*** Supplied material Section Begins ***

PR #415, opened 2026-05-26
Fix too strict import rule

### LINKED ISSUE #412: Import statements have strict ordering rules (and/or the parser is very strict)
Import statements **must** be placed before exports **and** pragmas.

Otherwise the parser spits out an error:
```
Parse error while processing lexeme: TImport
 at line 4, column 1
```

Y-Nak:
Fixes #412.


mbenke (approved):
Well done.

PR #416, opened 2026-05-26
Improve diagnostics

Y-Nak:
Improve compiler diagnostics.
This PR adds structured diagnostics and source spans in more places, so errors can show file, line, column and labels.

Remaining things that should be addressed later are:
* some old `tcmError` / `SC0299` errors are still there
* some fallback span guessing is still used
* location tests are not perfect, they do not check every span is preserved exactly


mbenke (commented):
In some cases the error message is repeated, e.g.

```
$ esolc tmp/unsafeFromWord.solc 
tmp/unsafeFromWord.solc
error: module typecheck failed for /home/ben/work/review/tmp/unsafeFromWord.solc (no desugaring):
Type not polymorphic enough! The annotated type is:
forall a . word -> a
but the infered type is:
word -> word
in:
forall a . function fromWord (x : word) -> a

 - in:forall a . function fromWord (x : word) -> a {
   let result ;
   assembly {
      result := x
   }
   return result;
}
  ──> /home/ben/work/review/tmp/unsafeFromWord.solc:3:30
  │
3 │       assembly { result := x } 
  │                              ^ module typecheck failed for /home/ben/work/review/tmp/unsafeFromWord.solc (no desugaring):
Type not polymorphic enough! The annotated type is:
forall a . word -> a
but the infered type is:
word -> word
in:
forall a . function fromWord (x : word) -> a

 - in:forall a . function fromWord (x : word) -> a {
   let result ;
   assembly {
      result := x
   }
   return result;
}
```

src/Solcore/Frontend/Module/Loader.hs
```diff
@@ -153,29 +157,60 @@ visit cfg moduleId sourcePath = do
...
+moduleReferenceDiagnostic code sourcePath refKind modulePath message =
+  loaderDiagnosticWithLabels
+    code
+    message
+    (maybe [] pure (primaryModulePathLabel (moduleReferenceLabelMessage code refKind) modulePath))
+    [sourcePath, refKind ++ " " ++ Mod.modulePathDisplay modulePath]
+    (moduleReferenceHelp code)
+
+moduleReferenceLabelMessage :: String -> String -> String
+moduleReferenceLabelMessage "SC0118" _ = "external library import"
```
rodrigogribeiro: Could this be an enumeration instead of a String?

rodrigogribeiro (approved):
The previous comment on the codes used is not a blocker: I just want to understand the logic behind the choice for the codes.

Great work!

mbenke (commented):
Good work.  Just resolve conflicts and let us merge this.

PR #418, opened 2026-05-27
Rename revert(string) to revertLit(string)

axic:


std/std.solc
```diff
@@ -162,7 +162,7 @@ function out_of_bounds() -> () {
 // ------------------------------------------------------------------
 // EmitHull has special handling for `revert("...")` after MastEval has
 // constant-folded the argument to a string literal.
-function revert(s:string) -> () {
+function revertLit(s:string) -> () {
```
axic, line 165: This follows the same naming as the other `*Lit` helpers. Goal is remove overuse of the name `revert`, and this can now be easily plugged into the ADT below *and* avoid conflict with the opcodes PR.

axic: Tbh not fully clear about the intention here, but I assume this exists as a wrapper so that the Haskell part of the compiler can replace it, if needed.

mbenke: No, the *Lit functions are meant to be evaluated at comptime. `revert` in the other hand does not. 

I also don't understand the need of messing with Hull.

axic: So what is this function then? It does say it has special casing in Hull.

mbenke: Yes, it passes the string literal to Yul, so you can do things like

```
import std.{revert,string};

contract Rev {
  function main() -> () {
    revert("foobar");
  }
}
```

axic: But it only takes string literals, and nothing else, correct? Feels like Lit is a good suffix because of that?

*** Supplied material Section Ends ***
*** Supplied material Section Begins ***

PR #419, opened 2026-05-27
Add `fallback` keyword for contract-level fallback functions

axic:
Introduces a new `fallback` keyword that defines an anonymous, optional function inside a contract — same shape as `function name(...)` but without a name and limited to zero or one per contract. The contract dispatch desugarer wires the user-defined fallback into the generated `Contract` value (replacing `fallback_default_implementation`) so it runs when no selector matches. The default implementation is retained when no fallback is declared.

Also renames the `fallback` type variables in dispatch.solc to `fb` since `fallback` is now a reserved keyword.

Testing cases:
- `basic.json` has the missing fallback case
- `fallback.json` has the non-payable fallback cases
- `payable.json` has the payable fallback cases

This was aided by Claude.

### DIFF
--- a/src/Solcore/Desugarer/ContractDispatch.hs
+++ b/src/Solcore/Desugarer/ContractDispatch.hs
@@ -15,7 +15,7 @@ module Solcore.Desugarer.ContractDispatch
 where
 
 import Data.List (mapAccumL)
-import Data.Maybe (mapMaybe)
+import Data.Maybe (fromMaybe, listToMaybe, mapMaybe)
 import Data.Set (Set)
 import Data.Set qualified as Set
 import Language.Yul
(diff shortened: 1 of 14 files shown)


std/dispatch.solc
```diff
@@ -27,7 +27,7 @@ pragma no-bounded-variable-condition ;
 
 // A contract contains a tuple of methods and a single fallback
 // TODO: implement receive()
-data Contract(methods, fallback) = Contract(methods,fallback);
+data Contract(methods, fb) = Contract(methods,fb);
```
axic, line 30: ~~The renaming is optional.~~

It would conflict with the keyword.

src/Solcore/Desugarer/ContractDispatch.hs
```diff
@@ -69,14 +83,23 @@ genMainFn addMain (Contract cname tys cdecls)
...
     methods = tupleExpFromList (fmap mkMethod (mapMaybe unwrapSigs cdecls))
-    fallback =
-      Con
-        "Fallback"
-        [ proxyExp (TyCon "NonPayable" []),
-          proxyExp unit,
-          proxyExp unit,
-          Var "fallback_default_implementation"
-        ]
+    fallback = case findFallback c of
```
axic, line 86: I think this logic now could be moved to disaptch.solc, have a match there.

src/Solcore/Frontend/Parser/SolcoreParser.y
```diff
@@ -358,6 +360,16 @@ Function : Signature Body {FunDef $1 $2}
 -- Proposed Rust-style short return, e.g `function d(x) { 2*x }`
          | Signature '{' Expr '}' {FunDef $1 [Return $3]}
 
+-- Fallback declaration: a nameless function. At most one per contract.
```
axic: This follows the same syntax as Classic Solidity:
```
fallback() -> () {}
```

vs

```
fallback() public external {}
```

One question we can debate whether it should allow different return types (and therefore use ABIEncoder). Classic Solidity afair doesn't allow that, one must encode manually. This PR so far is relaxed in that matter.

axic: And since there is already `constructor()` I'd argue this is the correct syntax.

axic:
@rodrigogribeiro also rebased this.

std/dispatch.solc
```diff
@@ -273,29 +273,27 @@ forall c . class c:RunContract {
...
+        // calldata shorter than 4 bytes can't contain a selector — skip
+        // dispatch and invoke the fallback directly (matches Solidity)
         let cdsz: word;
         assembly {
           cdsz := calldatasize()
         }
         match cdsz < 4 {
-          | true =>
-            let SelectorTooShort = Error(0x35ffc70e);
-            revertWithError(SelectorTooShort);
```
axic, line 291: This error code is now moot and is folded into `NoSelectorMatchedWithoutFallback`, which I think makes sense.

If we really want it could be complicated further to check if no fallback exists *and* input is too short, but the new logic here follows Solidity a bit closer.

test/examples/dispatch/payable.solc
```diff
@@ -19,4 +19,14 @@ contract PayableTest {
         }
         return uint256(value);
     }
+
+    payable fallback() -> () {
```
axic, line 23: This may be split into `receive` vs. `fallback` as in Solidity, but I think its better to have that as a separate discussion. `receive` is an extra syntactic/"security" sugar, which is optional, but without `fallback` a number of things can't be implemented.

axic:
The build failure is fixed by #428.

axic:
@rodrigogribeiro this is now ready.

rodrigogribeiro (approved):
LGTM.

*** Supplied material Section Ends ***

Task objective: Show me every line of the entries above that holds "should".

Task result:
Remaining things that should be addressed later are:
One question we can debate whether it should allow different return types (and therefore use ABIEncoder). Classic Solidity afair doesn't allow that, one must encode manually. This PR so far is relaxed in that matter.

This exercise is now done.